While the Library Journals review praised Bakker's sympathetic characterization for never becoming cartoonish, other critics felt that the anthropomorphizing of the dinosaurs veered too far into exaggeration. Other criticisms included a lack of character needed for truly engrossing fiction. Reviewers described Bakker's work as genuine, despite flaws such as inconsistent writing. Billboard praised Megan Gallagher's narration of the audiobook, with its continuous sound effects and dramatic music to creating an "aural picture". Entertainment Weekly gave Raptor Red its "Best of Breed Award" for a "captivating novel about animal life".
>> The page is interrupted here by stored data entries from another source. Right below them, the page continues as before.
PR #433, opened 2026-07-21
feat(dm): portable sent DMs — seal a sender copy into each DM (#432)

### LINKED ISSUE #432: Can't read your own sent DMs on a new node (sender plaintext is device-local only)
## Report

From Ivvor: "you can't read your own sent DMs any more on the new node." Received DMs are fine; the user's OWN sent DMs render as `sent — ciphertext only`. Also observed: *some* sent DMs visible, others missing.

## Root cause

An in-room DM (`common/src/room_state/direct_messages.rs`) is stored as ECIES ciphertext encrypted **only to the recipient's** `member_vk`. The sender cannot decrypt their own sent DM from contract state. The sender's plaintext is kept in a **device-local** chat-delegate cache (`outbound_dms`, #256) that never travels the network.

So a sent DM is readable only on the node whose local cache holds its plaintext:
- Sent from *this* node → cached here → readable.
- Sent from another node, or before a delegate-key change stranded the cache (the migration gate only probes `outbound_dms` when the current delegate has no rooms) → plaintext absent → placeholder.

This is a design limitation of the local-only cache, not a regression from a specific PR. Recent delegate-key churn (#394, #411, #416) turned existing caches "legacy" and made it surface.

## Fix

Seal a second ECIES envelope of each DM body to the sender's own key, carried in the message (`DirectMessage.sender_ciphertext`), so any device with the sender's signing key reads its own sent DMs from contract state — like received DMs already work. Forward-looking (does not recover DMs sent before the change). Room-contract + chat-delegate wire change → both re-key (migration).

[AI-assisted - Claude]

sanity:
## Problem

An in-room DM is stored in the room contract as ECIES ciphertext encrypted **only to the recipient**. The sender cannot decrypt their own sent DM from contract state, so historically the sender's plaintext lived only in a device-local chat-delegate cache (`outbound_dms`, #256). That cache never travels the network, so on a new node — or after a delegate-key change strands it (the migration gate only probes `outbound_dms` when the current delegate has no rooms) — the user sees `sent — ciphertext only` instead of their own sent messages.

Reported by Ivvor: *"you can't read your own sent DMs any more on the new node."* Closes #432.

## Approach

`compose_direct_message` now seals a **second** ECIES envelope of the same body to the sender's own `member_vk`, carried in a new `DirectMessage.sender_ciphertext: Option<Vec<u8>>`. Any device holding the sender's signing key recovers its own sent DMs from contract state via `open_own_direct_message`, exactly the way received DMs already work. The UI (`dm_thread_modal`) and CLI (`riverctl dm list`) fall back to this sender copy on an outbound-cache miss before showing the placeholder.

Why a struct field and not a combined envelope inside the opaque `ciphertext`: `unseal_dm_from_sender` consumes everything after byte 44 as the AES-GCM ciphertext, so appending a second envelope would break old recipients. A separate signed field is the only backwards-compatible carrier — at the cost of a room-contract wire change.

**Wire-format discipline**
- `Option`, `#[serde(default, skip_serializing_if = "Option::is_none")]`, placed last, so a pre-change message serializes byte-identically and old state still decodes / re-PUTs (permissionless migration intact).
- Covered by the sender signature: appended to `build_direct_message_signed_bytes` **only when `Some`**, so a legacy (`None`) message signs over the exact pre-change bytes and still verifies, and the copy can't be stripped or grafted without invalidating the signature.
- Size-capped to `MAX_DM_CIPHERTEXT_BYTES` in both `verify` and `apply_delta`.

**Forward-looking:** recovers sent DMs authored *after* this change on any device; it does **not** resurrect DMs sent before it (they carry no sender copy). Historical recovery on the same node would need the separate outbound-cache migration-gate fix.

## Migration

Many critical reviews of the work came from scientists who objected to Bakker's dramatic license and departure from established facts. The paleontologist Thomas Holtz noted that Bakker combined fauna in ways not directly supported by the fossil record; for example, several of the dinosaurs featured in the books lived millions of years after Utahraptor died out. Michael Taylor, curator of vertebrate paleontology at the National Museums of Scotland, panned the book, saying that "Raptor Red is an accurate portrayal only within the context of uncertainties over the reconstruction of fossil animals as living forms ... Bakker's postscript never really admits these uncertainties." David B. Norman criticized the book as "no more than a children's adventure story—and a rather poorly written one at that ... The merging of science and fantasy is at its worst in books like Raptor Red because none but the experts can disentangle fact from fiction; this type of nonsense turns an uninformed reader into a misinformed one." Jay Ingram, from the Discovery Channel, published a rebuttal, saying, "The most important point is that Bakker's portrayal of the dinosaurs in Raptor Red is vivid—vivid in a way few museum displays or factual accounts can be. And if it turns out in the long run that some of the speculation is unwarranted, who cares? Bob Bakker has given us a unique window onto the era of dinosaurs."

According to Bakker, the novel's success led to interest in a movie deal from Hollywood. Producer Robert Halmi Sr. made deals with Jim Henson's Creature Shop for film adaptations of Animal Farm and Raptor Red in 1996. No official project was announced.